Condition for a regular set function in a topological space to be exhaustive (Q1181608)

Let \((T,\eta)\) be a \(\sigma\)-topological space in the sense of \textit{A. D. Alexandroff} [Mat. Sb., Nov. Ser. 9(51), 563-621 (1941; Zbl 0028.07201)], \(\Sigma\) an algebra of subsets of \(T\) with \(\eta\subseteq\Sigma\) and \(S\) a class of closed subsets of \(T\). Let \(X\) be a topological space and let \(\varphi:\Sigma\to X\) be a set function with \(\varphi(\emptyset)=\theta\), where \(\theta\) is an element of \(X\) and \(\emptyset\) the empty set. Let also \(H\) be a fundamental system of neighborhoods of the element \(\theta\). In particular, if \(X\) is an Abelian topological group, \(\theta\) may be taken as the neutral element of \(X\).

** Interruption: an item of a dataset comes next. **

PR #597, opened 2022-02-01
Optional injection points are not reported as errors anymore

paullatzelsperger:
`@Inject(required=false)` injection points were reported as errors, which is wrong. This PR fixes that.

Let \(L\) be a subclass of \(\Sigma\). \(\varphi\) is called \(L\)-exhaustive (resp. \(L\)-continuous from above at the \(\emptyset)\) if every pairwise disjoint (resp. decreasing) sequence \((E_ n)\) in \(L\) implies \(\lim\varphi(E_ n)=\theta\). Further, \(\varphi\) is called \(L\)-regular with respect to the class \(S\) if for every neighborhood \(U\) in \(H\) and for every element \(E\) in \(L\) there exists \(F\in S\) such that: \(\tilde\varphi(E-F)\subseteq U\), where \(\tilde\varphi(E-F):=\{\varphi(A):A\subseteq E-F,A\in\Sigma)\). On the other hand \(\varphi\) is absolutely continuous on \(\Sigma\), if for every neighborhood \(U\in H\) there exists a neighborhood \(V\in H\) such that for every two elements \(A,B\in\Sigma\) the following statements are true: (i) If \(\varphi(A)\in V\) and \(\varphi(B)\in V\) then \(\varphi(A\cap B)\in U\), (ii) If \(\varphi(A)\in V\) and \(\varphi(A\cap B)\in V\) then \(\varphi(B)\in U\). The main result of the paper is the following: Let \((T,\eta)\) be a \(\sigma\)-topological space, \(\Sigma\) an algebra of subsets of \(T\) with \(\eta\subseteq\Sigma\), \(S\) a class of closed subsets of \(T\) and \(L\) a class of subsets of \(T\) with \(L\subset\Sigma\). If \(\varphi:\Sigma\to X\) is continuous from above at the origin on \(\Sigma\), \(L\cup\eta\)-regular with respect to the class \(S\) and absolutely continuous on \(\Sigma\) then \(\varphi\) is \(L\cup\eta\)-exhaustive.